What is needed
Search each line below for the word "POST" and list those that contain it.

Record excerpts
▼▼▼
PR #4122, opened 2018-11-18
Protect Package Bindings from containing circular references

asteed:
## Description
We ran across an issue where a package binding can contain a reference to itself. When this happens, any attempt at reading the package results in an infinite loop, eventually leading to the controller falling over. This can occur by simply performing the following commands using the `wsk` tool.
```bash
$ wsk package create target
$ wsk package bind target binding
$ wsk package bind binding binding
```
There are two changes contained in this PR
1. Prevent allowing an incoming binding update to point to itself as a reference, which previously created an invalid data record.
2. Prevent following a package's binding reference when it points to itself which causes the infinite loop.

## Related issue and scope

- [ ] API
- [X] Controller
- [ ] Loadbalancer
- [ ] Invoker
- [ ] Tests
- [ ] Deployment
- [ ] CLI
- [ ] General tooling
- [ ] Documentation

## Types of changes

## Checklist:

### DIFF
--- a/core/controller/src/main/scala/org/apache/openwhisk/core/controller/Packages.scala
+++ b/core/controller/src/main/scala/org/apache/openwhisk/core/controller/Packages.scala
@@ -299,9 +299,14 @@ trait WhiskPackagesApi extends WhiskCollectionAPI with ReferencedEntities {
       case b: Binding =>
         val docid = b.fullyQualifiedName.toDocId
         logging.debug(this, s"fetching package '$docid' for reference")
-        getEntity(WhiskPackage.get(entityStore, docid), Some {
-          mergePackageWithBinding(Some { wp }) _
-        })
+        if (docid == wp.docid) {
+          logging.error(this, "unexpected package binding refers to itself: $docid")
+          terminate(InternalServerError)
+        } else {
+          getEntity(WhiskPackage.get(entityStore, docid), Some {
+            mergePackageWithBinding(Some { wp }) _
+          })
+        }
     } getOrElse {
       val pkg = ref map { _ inherit wp.parameters } getOrElse wp
       logging.debug(this, s"fetching package actions in '${wp.fullPath}'")
--- a/core/controller/src/main/scala/org/apache/openwhisk/core/controller/Packages.scala
+++ b/core/controller/src/main/scala/org/apache/openwhisk/core/controller/Packages.scala
@@ -300,7 +300,7 @@ trait WhiskPackagesApi extends WhiskCollectionAPI with ReferencedEntities {
         val docid = b.fullyQualifiedName.toDocId
         logging.debug(this, s"fetching package '$docid' for reference")
         if (docid == wp.docid) {
-          logging.error(this, "unexpected package binding refers to itself: $docid")
+          logging.error(this, s"unexpected package binding refers to itself: $docid")
           terminate(UnprocessableEntity, Messages.packageBindingCircularReference(b.fullyQualifiedName.toString))
         } else {
           getEntity(WhiskPackage.get(entityStore, docid), Some {
--- a/core/controller/src/main/scala/org/apache/openwhisk/core/controller/Packages.scala
+++ b/core/controller/src/main/scala/org/apache/openwhisk/core/controller/Packages.scala
@@ -243,7 +243,7 @@ trait WhiskPackagesApi extends WhiskCollectionAPI with ReferencedEntities {
       wp.binding map {
         // pre-existing entity is a binding, check that new binding is valid
         b =>
-          checkBinding(b.fullyQualifiedName)
+          checkBinding(binding.fullyQualifiedName)
       } getOrElse {
         // pre-existing entity is a package, cannot make it a binding
         Future.failed(RejectRequest(Conflict, Messages.packageCannotBecomeBinding))
--- a/core/controller/src/main/scala/org/apache/openwhisk/core/controller/Packages.scala
+++ b/core/controller/src/main/scala/org/apache/openwhisk/core/controller/Packages.scala
@@ -242,7 +242,7 @@ trait WhiskPackagesApi extends WhiskCollectionAPI with ReferencedEntities {
     val validateBinding = content.binding map { binding =>
       wp.binding map {
         // pre-existing entity is a binding, check that new binding is valid
-        b =>
+        _ =>
           checkBinding(binding.fullyQualifiedName)
       } getOrElse {
         // pre-existing entity is a package, cannot make it a binding
@@ -301,7 +301,7 @@ trait WhiskPackagesApi extends WhiskCollectionAPI with ReferencedEntities {
         logging.debug(this, s"fetching package '$docid' for reference")
         if (docid == wp.docid) {
           logging.error(this, "unexpected package binding refers to itself: $docid")
-          terminate(InternalServerError)
+          terminate(UnprocessableEntity, Messages.packageBindingCircularReference(b.fullyQualifiedName.toString))
         } else {
           getEntity(WhiskPackage.get(entityStore, docid), Some {
             mergePackageWithBinding(Some { wp }) _
--- a/core/controller/src/main/scala/org/apache/openwhisk/core/entitlement/PackageCollection.scala
+++ b/core/controller/src/main/scala/org/apache/openwhisk/core/entitlement/PackageCollection.scala
@@ -99,7 +99,7 @@ class PackageCollection(entityStore: EntityStore)(implicit logging: Logging) ext
           val pkgDocid = binding.docid
           logging.debug(this, s"checking subject has privilege '$right' for bound package '$pkgDocid'")
           if (doc == pkgDocid) {
-            logging.error(this, "unexpected package binding refers to itself: $docid")
+            logging.error(this, s"unexpected package binding refers to itself: $doc")
             Future.failed(
               RejectRequest(
                 UnprocessableEntity,
--- a/core/controller/src/main/scala/org/apache/openwhisk/core/entitlement/PackageCollection.scala
+++ b/core/controller/src/main/scala/org/apache/openwhisk/core/entitlement/PackageCollection.scala
@@ -98,10 +98,15 @@ class PackageCollection(entityStore: EntityStore)(implicit logging: Logging) ext
           val pkgOwner = namespaces.contains(binding.namespace.asString)
           val pkgDocid = binding.docid
           logging.debug(this, s"checking subject has privilege '$right' for bound package '$pkgDocid'")
-          if (doc == pkgDocid)
-            Future.successful(true)
-          else
+          if (doc == pkgDocid) {
+            logging.error(this, "unexpected package binding refers to itself: $docid")
+            Future.failed(
+              RejectRequest(
+                UnprocessableEntity,
+                Messages.packageBindingCircularReference(binding.fullyQualifiedName.toString)))
+          } else {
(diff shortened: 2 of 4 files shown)


core/controller/src/main/scala/org/apache/openwhisk/core/controller/Packages.scala
```diff
@@ -243,7 +243,7 @@ trait WhiskPackagesApi extends WhiskCollectionAPI with ReferencedEntities {
       wp.binding map {
         // pre-existing entity is a binding, check that new binding is valid
         b =>
-          checkBinding(b.fullyQualifiedName)
+          checkBinding(binding.fullyQualifiedName)
```
asteed: this was previously checking the _existing_ binding, and not the _incoming_ binding from `content.binding`

rabbah: This also suggests that we need a test along these lines:

```
wsk package create p
wsk package bind p b
wsk package delete p
wsk package create p2
wsk package update p2 b # will fail without your patch, and should succeed with
```

rabbah: the error message for fetching a binding missing its references package is confusing - we should open an issue to also fix that.

currently returns: `The requested resource 'guest/b' does not exist.` instead of `Binding references a package that does not exist.`

core/controller/src/main/scala/org/apache/openwhisk/core/entitlement/PackageCollection.scala
```diff
@@ -98,7 +98,10 @@ class PackageCollection(entityStore: EntityStore)(implicit logging: Logging) ext
           val pkgOwner = namespaces.contains(binding.namespace.asString)
           val pkgDocid = binding.docid
           logging.debug(this, s"checking subject has privilege '$right' for bound package '$pkgDocid'")
-          checkPackageReadPermission(namespaces, pkgOwner, pkgDocid)
+          if (doc == pkgDocid)
```
rabbah: should this be treated as an error also?

core/controller/src/main/scala/org/apache/openwhisk/core/controller/Packages.scala
asteed: @rabbah I don't see how the last line (`wsk package update p2 b`) will succeed currently. As `b` is a binding already, and updating a binding to another binding was already not allowed

#### [`Packages.scala:L206`](https://github.com/apache/incubator-openwhisk/blob/master/core/controller/src/main/scala/org/apache/openwhisk/core/controller/Packages.scala#L206-L208)
```
// trying to create a new package binding that refers to another binding
case provider if provider.binding.nonEmpty =>
  Future.failed(RejectRequest(BadRequest, Messages.bindingCannotReferenceBinding))
```
While attempting to run your suggested test, I noticed that the command `wsk update p2 b` isn't accepted, and I'm wondering whether you intended to use `wsk bind p2 b` or another operation? Since `p2` is created as a package it shouldn't allow it to be updated as a binding (from my understanding). My apologies if my inference is incorrect here.
```
$ wsk -i package create p
ok: created package p
$ wsk -i package bind p b
ok: created binding b
$ wsk -i package delete p
ok: deleted package p
$ wsk -i package create p2
ok: created package p2
$ wsk -i package update p2 b
error: Invalid argument(s): b. A package name is required.
Run 'wsk --help' for usage.
$ wsk -i package bind p2 b  
error: Binding creation failed: resource already exists (code MjyhYzbZlRWsxjpmNToG4enhbK1j6EYz)
```
> the error message for fetching a binding missing its references package is confusing - we should open an issue to also fix that.

Do you mean that after p is deleted, attempting to fetch `b` is failing with that error?

rabbah: i left out a detail - i edited the cli to send `?overwrite=true` on the `POST`.

rabbah: i left out a detail - i edited the cli to send ?overwrite=true on the POST.
in other words, if this is a REST API test, you can test it.

core/controller/src/main/scala/org/apache/openwhisk/core/controller/Packages.scala
```diff
@@ -299,9 +299,14 @@ trait WhiskPackagesApi extends WhiskCollectionAPI with ReferencedEntities {
       case b: Binding =>
         val docid = b.fullyQualifiedName.toDocId
         logging.debug(this, s"fetching package '$docid' for reference")
-        getEntity(WhiskPackage.get(entityStore, docid), Some {
-          mergePackageWithBinding(Some { wp }) _
-        })
+        if (docid == wp.docid) {
+          logging.error(this, "unexpected package binding refers to itself: $docid")
+          terminate(InternalServerError)
```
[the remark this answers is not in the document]
asteed: Two points about this:
1) I'm not quite sure I 100% agree with a `400 Bad Request` in this situation as there is nothing in fact wrong with the request, however there is entirely something wrong with the stored state of the server. While I also don't agree with a `500 Internal Server Error` I don't see a better alternative for either. While it's use is intended for WebDAV, it almost appears that `508 Loop Detected` would be the most accurate description :)
2) There is the attempt at performing the `get` on the object afterward, and that the test checks it is a 200 response, however you're correct that with the fix for ingest in place it would only be possible to manually craft this bad record (and I'm unable to determine how to do that given the current tests)

core/controller/src/main/scala/org/apache/openwhisk/core/entitlement/PackageCollection.scala
asteed: The way the flow works here, this is a precursor to the call into `mergePackageWithBinding`. My rationalization here was that this is merely a permissions check, and if we're checking the children of self, we've already checked self and that passed or we'd not be here. 

I'm up to suggestions on whether this should fail, however. WDYT?

core/controller/src/main/scala/org/apache/openwhisk/core/controller/Packages.scala
asteed: Did you end up being able to bind a new package to an existing binding? I was unable to do so in my original tests. The logic in `L206` would seem to indicate it would prevent that

asteed: @rabbah note that your example (with `?overwrite=true`) returns 400 as expected today as pointed out in the [source](https://github.com/apache/incubator-openwhisk/blob/master/core/controller/src/main/scala/org/apache/openwhisk/core/controller/Packages.scala#L206-L208).
```
PUT /api/v1/namespaces/guest/packages/b?overwrite=true HTTP/1.1

{"binding":{"namespace":"guest","name":"p2"}}
```
```
HTTP/1.1 400 Bad Request

{"error":"Binding references a package that does not exist.","code":"HWkcauMms0QCAFNs4mhDCrtx7EbqHBWF"}
```
 Do you still think there is another failure case we should resolve in this PR?

core/controller/src/main/scala/org/apache/openwhisk/core/controller/Packages.scala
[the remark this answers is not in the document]
asteed: @rabbah WDYT?

core/controller/src/main/scala/org/apache/openwhisk/core/controller/Packages.scala
rabbah: @asteed the error "Binding references a package that does not exist" is wrong since `p2` does exist. The controller tried to look up `p` which was deleted and hence the reason the error is wrong. If the error contained the missing package, it would be: 

```bash
> wsk package bind p2 b
error: Binding references a package 'p' that does not exist.
```

which is nonsensical since we're requesting to bind `p2` and `p` is no longer relevant.

core/controller/src/main/scala/org/apache/openwhisk/core/controller/Packages.scala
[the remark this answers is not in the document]
mcdan: Seems like a 422 is pretty spot on "422 UNPROCESSABLE ENTITY"

https://tools.ietf.org/html/rfc4918#section-11.2

core/controller/src/main/scala/org/apache/openwhisk/core/controller/Packages.scala
asteed: @rabbah Thanks, I didn't catch the incorrect error originally, as I took your comments to suggest another area where we could encounter the looping scenario.

Do you think this should be addressed in this PR or filed as a separate bug similar to (or included in) #4130 ?

core/controller/src/main/scala/org/apache/openwhisk/core/controller/Packages.scala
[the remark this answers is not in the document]
asteed: I can agree on `422 Unprocessable Entity` - I'll make those changes.

core/controller/src/main/scala/org/apache/openwhisk/core/controller/Packages.scala
rabbah: i think your patch may fix/hide this bug.
i'm ok with a seperate pr if the test can be written against the new code.

core/controller/src/main/scala/org/apache/openwhisk/core/controller/Packages.scala
```diff
@@ -299,9 +299,14 @@ trait WhiskPackagesApi extends WhiskCollectionAPI with ReferencedEntities {
       case b: Binding =>
         val docid = b.fullyQualifiedName.toDocId
         logging.debug(this, s"fetching package '$docid' for reference")
-        getEntity(WhiskPackage.get(entityStore, docid), Some {
-          mergePackageWithBinding(Some { wp }) _
-        })
+        if (docid == wp.docid) {
+          logging.error(this, "unexpected package binding refers to itself: $docid")
```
▲▲▲
Response to the task
rabbah: i left out a detail - i edited the cli to send `?overwrite=true` on the `POST`.
rabbah: i left out a detail - i edited the cli to send ?overwrite=true on the POST.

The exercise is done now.